Stater Bros. extends AI fresh buying from the shelf into its warehouses
San Bernardino's Stater Bros. said earlier this year it will expand its partnership with Afresh, the San Francisco fresh-inventory software firm, on two fronts. It will extend Afresh's AI replenishment tool beyond produce into additional fresh departments, and it will add the company's DC Forecast product to guide buying upstream at the warehouse — linking real store demand directly to what the distribution center purchases.
The move builds on a produce rollout that reached all of the chain's roughly 170 stores in 2025. Stater Bros. reports that deployment cut produce shrink, kept shelves fuller, and freed up working capital tied to inventory — results the company describes in general terms rather than hard figures. Executives say the gains were enough to justify scaling the system across the rest of the fresh operation.
The problem it targets is specific to fresh. Stater Bros. says much of its produce buying stayed manual even with conventional forecasting tools in place, because those tools treat demand as static — weekly snapshots and historical averages that break down during promotions and for bulk and catch-weight items. Buyers spent hours pulling data across spreadsheets to answer basic questions, like how many strawberries to order two weeks out. DC Forecast is built for the messier reality of fresh buying: mismatched SKUs, multiple vendors, frequent deliveries.
The shift sits inside a structure the company set up in September, when it folded supply chain oversight under Rebecca Calvin, its executive vice president and chief marketing officer, to pull merchandising, marketing, and logistics into closer alignment. A system that runs store-shelf demand back into warehouse procurement is exactly the kind of integration that reporting line was built to produce.

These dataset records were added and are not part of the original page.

PR #678, opened 2025-04-15
Fold batch validation into collection job, aggregate share sections

### LINKED ISSUE #662: Actor ambiguity in asynchronous Batch Validation
In **Batch Validation**, it says Leaders should try again later when the helpers haven't validated enough reports yet:

https://github.com/ietf-wg-ppm/draft-ietf-ppm-dap/blob/f1ff40d75d372786727ff1d56ac88c51fc12e2ae/draft-ietf-ppm-dap.md?plain=1#L2923-L2928

Since this is asynchronous, that seems fine, but I think it's also natural to imagine this to be a typo as this whole section starts with the Collector as the initial actor, and it could also be reasonable that it's the _Collector_'s job to try again later. 

Maybe I'm overthinking this, but it might be good to add a few words here like: "Leaders SHOULD wait for more reports to be validated and try the collection job again later, and only after a suitable timeout report the failure to the Collector", if the idea is that the Leader might be jumping the gun here and waiting a little bit will yield success.

Additionally, perhaps there should be some discussion of what happens if the Collector does come to the Leader before the Leader has enough validated reports, and whether that should be an error or a retry-later.

I'm obviously lacking deep understanding of how this is intended to work.

tgeoghegan:
Issue #662 highlights ambiguities in the specification of Leader handling of collection jobs or Helper handling of aggregate shares. In my opinion, this ambiguity was caused in part by trying to write a single batch validation section fro both, which forces readers to flip back and forth between sections and carefully parse nuanced protocol text to figure out exactly what requirements apply to either role. This PR addresses that problem by removing the {{batch-validation}} section and "inlining" its contents into the respective Leader and Helper sections. We also clarify who is responsible for retrying collection jobs.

For an operator, the read is less about grocery and more about how a major IE distribution business is choosing to compete. Stater Bros. isn't chasing more warehouse space; it's wringing more out of the buying decisions inside the warehouse it has, automating the forecasting so its buyers spend time on the floor checking product and working suppliers instead of reconciling spreadsheets. The company has not set a timeline for the broader rollout.